Task inputs START

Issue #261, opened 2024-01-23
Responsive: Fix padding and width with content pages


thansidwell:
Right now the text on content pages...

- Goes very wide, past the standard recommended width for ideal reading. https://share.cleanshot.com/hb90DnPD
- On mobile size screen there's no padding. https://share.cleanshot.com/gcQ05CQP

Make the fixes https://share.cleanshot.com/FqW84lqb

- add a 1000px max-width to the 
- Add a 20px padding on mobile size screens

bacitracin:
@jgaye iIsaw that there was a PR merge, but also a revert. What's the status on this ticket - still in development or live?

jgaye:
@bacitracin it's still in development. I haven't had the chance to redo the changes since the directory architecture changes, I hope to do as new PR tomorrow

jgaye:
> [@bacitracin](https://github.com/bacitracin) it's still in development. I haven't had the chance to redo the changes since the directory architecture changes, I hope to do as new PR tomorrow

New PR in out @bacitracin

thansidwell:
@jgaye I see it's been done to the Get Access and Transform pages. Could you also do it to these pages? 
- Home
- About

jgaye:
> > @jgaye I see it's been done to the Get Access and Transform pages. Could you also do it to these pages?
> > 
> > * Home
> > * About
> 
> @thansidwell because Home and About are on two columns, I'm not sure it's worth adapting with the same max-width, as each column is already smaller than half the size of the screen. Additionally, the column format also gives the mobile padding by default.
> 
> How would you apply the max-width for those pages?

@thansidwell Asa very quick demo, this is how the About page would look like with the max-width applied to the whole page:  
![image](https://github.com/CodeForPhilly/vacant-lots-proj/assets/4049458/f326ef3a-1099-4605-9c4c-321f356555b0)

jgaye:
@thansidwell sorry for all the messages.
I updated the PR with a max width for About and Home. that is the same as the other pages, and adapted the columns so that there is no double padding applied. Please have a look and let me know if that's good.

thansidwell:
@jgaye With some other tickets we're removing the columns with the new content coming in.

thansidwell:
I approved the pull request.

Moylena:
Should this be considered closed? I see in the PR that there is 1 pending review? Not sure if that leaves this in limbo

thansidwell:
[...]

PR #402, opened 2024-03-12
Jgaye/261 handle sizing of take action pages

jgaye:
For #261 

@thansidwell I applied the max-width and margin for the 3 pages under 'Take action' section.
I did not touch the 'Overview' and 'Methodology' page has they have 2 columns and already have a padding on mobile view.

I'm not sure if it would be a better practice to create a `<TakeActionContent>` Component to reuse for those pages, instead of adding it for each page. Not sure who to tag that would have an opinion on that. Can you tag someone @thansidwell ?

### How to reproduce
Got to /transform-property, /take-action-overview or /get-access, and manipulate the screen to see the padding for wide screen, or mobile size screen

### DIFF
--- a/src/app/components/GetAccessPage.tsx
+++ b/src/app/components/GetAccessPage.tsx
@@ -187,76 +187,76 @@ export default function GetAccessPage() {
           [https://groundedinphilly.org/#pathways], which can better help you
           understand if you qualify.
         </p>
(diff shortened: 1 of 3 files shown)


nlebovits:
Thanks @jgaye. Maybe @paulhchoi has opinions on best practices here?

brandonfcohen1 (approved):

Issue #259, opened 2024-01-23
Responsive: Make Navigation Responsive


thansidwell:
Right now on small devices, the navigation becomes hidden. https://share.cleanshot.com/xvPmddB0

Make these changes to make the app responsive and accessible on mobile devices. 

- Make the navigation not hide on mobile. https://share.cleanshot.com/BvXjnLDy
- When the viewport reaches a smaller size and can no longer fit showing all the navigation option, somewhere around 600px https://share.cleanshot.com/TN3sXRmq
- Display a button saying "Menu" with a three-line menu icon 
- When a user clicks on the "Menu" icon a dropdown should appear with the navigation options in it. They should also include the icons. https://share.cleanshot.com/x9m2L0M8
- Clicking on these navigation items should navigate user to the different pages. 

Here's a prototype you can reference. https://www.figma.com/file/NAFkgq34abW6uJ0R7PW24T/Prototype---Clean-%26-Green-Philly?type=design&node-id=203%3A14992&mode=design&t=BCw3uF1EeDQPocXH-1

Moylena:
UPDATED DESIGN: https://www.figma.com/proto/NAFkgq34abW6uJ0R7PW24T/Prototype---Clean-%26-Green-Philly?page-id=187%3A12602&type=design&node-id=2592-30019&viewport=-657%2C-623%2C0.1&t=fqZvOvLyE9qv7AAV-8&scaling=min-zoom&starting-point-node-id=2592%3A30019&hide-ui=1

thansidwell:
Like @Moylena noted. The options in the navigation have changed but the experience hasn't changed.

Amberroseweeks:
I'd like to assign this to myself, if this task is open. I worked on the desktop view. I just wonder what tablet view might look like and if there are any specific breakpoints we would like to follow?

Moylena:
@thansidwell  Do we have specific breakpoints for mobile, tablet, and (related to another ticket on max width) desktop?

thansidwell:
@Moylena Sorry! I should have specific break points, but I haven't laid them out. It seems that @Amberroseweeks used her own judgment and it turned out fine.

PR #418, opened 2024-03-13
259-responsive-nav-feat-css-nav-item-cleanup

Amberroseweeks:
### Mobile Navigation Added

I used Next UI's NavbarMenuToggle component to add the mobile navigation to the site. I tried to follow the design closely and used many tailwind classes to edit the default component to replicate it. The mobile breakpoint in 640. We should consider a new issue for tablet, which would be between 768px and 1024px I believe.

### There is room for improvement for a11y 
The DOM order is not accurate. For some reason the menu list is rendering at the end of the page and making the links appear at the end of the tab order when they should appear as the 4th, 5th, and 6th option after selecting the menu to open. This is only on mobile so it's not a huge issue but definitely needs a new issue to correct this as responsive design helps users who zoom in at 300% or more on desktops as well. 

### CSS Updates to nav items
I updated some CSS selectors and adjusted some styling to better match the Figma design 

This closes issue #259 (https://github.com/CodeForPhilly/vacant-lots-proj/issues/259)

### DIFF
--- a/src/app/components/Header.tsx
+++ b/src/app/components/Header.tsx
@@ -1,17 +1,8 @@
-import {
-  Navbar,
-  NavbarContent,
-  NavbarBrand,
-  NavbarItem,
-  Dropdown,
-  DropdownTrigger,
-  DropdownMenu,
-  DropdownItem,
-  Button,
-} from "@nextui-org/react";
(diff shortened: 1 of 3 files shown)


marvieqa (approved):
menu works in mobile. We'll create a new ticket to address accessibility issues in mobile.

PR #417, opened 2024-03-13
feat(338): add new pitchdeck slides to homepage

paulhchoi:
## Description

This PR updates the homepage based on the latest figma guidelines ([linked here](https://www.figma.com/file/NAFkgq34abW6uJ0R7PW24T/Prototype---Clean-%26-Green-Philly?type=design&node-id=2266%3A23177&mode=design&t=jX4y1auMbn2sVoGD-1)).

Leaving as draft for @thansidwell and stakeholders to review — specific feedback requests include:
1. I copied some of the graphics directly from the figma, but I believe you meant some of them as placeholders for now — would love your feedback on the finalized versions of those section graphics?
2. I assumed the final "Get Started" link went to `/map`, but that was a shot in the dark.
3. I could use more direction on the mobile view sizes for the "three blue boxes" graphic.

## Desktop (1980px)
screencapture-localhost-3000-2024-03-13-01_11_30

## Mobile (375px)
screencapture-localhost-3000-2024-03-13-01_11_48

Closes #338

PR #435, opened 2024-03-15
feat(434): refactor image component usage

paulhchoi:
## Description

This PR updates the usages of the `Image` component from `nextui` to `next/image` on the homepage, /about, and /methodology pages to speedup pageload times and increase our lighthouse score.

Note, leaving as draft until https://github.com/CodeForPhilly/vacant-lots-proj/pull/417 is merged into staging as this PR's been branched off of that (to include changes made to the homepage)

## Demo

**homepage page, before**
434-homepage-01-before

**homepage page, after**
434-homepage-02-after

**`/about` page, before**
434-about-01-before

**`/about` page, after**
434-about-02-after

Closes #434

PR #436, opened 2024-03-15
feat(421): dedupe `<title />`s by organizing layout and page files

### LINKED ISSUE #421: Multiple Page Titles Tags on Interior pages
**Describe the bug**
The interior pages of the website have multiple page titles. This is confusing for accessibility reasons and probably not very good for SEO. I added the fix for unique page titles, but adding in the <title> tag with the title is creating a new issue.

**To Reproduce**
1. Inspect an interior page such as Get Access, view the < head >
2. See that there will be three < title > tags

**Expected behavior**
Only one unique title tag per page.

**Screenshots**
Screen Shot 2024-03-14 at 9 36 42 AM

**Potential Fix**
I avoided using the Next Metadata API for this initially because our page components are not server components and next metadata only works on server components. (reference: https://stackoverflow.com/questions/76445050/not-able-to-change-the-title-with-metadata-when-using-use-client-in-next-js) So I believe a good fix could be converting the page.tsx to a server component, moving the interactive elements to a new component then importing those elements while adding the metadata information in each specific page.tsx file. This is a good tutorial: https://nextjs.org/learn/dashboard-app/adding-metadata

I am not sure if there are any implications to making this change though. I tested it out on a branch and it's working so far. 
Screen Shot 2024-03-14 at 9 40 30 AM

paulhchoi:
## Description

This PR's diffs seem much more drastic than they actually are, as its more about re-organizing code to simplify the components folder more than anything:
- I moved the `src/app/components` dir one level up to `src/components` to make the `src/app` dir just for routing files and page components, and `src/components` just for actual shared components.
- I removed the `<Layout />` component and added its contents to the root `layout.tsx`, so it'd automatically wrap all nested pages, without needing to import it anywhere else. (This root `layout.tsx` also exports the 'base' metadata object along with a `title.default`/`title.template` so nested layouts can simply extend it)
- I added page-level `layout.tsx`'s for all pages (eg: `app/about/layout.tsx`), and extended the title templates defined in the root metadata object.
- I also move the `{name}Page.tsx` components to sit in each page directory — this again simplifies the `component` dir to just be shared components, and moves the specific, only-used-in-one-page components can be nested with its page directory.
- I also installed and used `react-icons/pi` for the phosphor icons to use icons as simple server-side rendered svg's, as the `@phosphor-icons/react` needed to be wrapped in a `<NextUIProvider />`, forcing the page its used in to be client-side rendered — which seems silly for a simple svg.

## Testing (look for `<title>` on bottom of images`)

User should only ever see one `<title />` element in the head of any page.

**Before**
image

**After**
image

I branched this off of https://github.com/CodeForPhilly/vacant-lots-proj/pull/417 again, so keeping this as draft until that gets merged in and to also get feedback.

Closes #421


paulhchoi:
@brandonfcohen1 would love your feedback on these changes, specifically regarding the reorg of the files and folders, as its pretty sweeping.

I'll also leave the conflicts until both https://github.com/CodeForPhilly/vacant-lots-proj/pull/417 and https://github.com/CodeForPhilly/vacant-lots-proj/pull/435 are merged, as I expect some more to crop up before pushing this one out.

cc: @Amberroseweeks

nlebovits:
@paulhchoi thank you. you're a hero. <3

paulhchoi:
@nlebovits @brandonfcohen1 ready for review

Task inputs END

→ **Task brief**
The response must hold only the lines above from the line with "under 'Take action' section." through the line with "-187,76 +187,76 @@", each copied exactly, both ends kept.

→ **Problem solution**
@thansidwell I applied the max-width and margin for the 3 pages under 'Take action' section.
I did not touch the 'Overview' and 'Methodology' page has they have 2 columns and already have a padding on mobile view.

I'm not sure if it would be a better practice to create a `<TakeActionContent>` Component to reuse for those pages, instead of adding it for each page. Not sure who to tag that would have an opinion on that. Can you tag someone @thansidwell ?

### How to reproduce
Got to /transform-property, /take-action-overview or /get-access, and manipulate the screen to see the padding for wide screen, or mobile size screen

### DIFF
--- a/src/app/components/GetAccessPage.tsx
+++ b/src/app/components/GetAccessPage.tsx
@@ -187,76 +187,76 @@ export default function GetAccessPage() {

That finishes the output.